DATA FOR REVIEW:
PR #557, opened 2016-09-27
fix(platform-node): Remove memory leak

steve8708:

- [ ] express-engine
- [ ] grunt-prerender
- [ ] gulp-prerender
- [ ] hapi-engine
- [ ] universal-next
- [x] universal
- [ ] webpack-prerender

Fixes a memory leak

If you run servers in production, NgModules are generated per request and cached indefinitely, leading to a serious memory leak that will eventually floor your servers and you'll have to restart them constantly (up to every 15 minutes!)

Use WeakMap instead of Map to ensure if all references are lost to a cache key the value is garbage collected

No

* **Other information**:

### DIFF
--- a/modules/platform-node/node-platform.ts
+++ b/modules/platform-node/node-platform.ts
@@ -118,7 +118,7 @@ function s4() {
               /*implements PlatformRef*/
 export class NodePlatform  {
   static _noop = () => {};
-  static _cache = new Map<any, any>();
+  static _cache = new WeakMap<any, any>();
   get platformRef() {
     return this._platformRef;
   }
@@ -332,7 +332,7 @@ export class NodePlatform  {
         let prebootCode = null;
         // TODO(gdi2290): hide cache in (ngPreboot|UniversalPreboot)
         let prebootConfig = null;
-        let key = (typeof preboot === 'object') && JSON.stringify(preboot) || null;
+        let key = (typeof preboot === 'object') && preboot || null;
         let prebootEl = null;
         let el = null;
         let lastRef = null;


gdi2290:
LGTM, thanks!

steve8708:
Rad, thank you!

modules/platform-node/node-platform.ts
```diff
@@ -332,7 +332,7 @@ export class NodePlatform  {
         let prebootCode = null;
         // TODO(gdi2290): hide cache in (ngPreboot|UniversalPreboot)
         let prebootConfig = null;
-        let key = (typeof preboot === 'object') && JSON.stringify(preboot) || null;
+        let key = (typeof preboot === 'object') && preboot || null;
```
gdi2290: so the goal of this cache was reusing the same prebootEl but I guess the biggest problem was probably not detaching it from the dom after destroying the app. If we move preboot to `createEngine()` which is the plan then this is fine since we're maintaining the same reference to the preboot config. During each req/res we're creating a new preboot config which was why I wanted to ensure if the configs are the same that we reuse the preboot element

steve8708: ah, I was curious if that was why this was being stringified! Makes sense, and I frankly would've left it but WeakMaps don't support non-object keys so to get the memory releasing map it has to be the original object

Until moving to `createEngine()`, could also consider using an LRU or LFU cache in that case if you want to have serialized keys in this cache without risks of memory leaks. happy to send a followup PR if there is any other way you want this implemented here 👍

TASK TO CARRY OUT:
Taking care to match every character, output all of the entries above.

TASK RESULT:
PR #557, opened 2016-09-27
fix(platform-node): Remove memory leak

steve8708:

- [ ] express-engine
- [ ] grunt-prerender
- [ ] gulp-prerender
- [ ] hapi-engine
- [ ] universal-next
- [x] universal
- [ ] webpack-prerender

Fixes a memory leak

If you run servers in production, NgModules are generated per request and cached indefinitely, leading to a serious memory leak that will eventually floor your servers and you'll have to restart them constantly (up to every 15 minutes!)

Use WeakMap instead of Map to ensure if all references are lost to a cache key the value is garbage collected

No

* **Other information**:

### DIFF
--- a/modules/platform-node/node-platform.ts
+++ b/modules/platform-node/node-platform.ts
@@ -118,7 +118,7 @@ function s4() {
               /*implements PlatformRef*/
 export class NodePlatform  {
   static _noop = () => {};
-  static _cache = new Map<any, any>();
+  static _cache = new WeakMap<any, any>();
   get platformRef() {
     return this._platformRef;
   }
@@ -332,7 +332,7 @@ export class NodePlatform  {
         let prebootCode = null;
         // TODO(gdi2290): hide cache in (ngPreboot|UniversalPreboot)
         let prebootConfig = null;
-        let key = (typeof preboot === 'object') && JSON.stringify(preboot) || null;
+        let key = (typeof preboot === 'object') && preboot || null;
         let prebootEl = null;
         let el = null;
         let lastRef = null;


gdi2290:
LGTM, thanks!

steve8708:
Rad, thank you!

modules/platform-node/node-platform.ts
```diff
@@ -332,7 +332,7 @@ export class NodePlatform  {
         let prebootCode = null;
         // TODO(gdi2290): hide cache in (ngPreboot|UniversalPreboot)
         let prebootConfig = null;
-        let key = (typeof preboot === 'object') && JSON.stringify(preboot) || null;
+        let key = (typeof preboot === 'object') && preboot || null;
```
gdi2290: so the goal of this cache was reusing the same prebootEl but I guess the biggest problem was probably not detaching it from the dom after destroying the app. If we move preboot to `createEngine()` which is the plan then this is fine since we're maintaining the same reference to the preboot config. During each req/res we're creating a new preboot config which was why I wanted to ensure if the configs are the same that we reuse the preboot element

steve8708: ah, I was curious if that was why this was being stringified! Makes sense, and I frankly would've left it but WeakMaps don't support non-object keys so to get the memory releasing map it has to be the original object

Until moving to `createEngine()`, could also consider using an LRU or LFU cache in that case if you want to have serialized keys in this cache without risks of memory leaks. happy to send a followup PR if there is any other way you want this implemented here 👍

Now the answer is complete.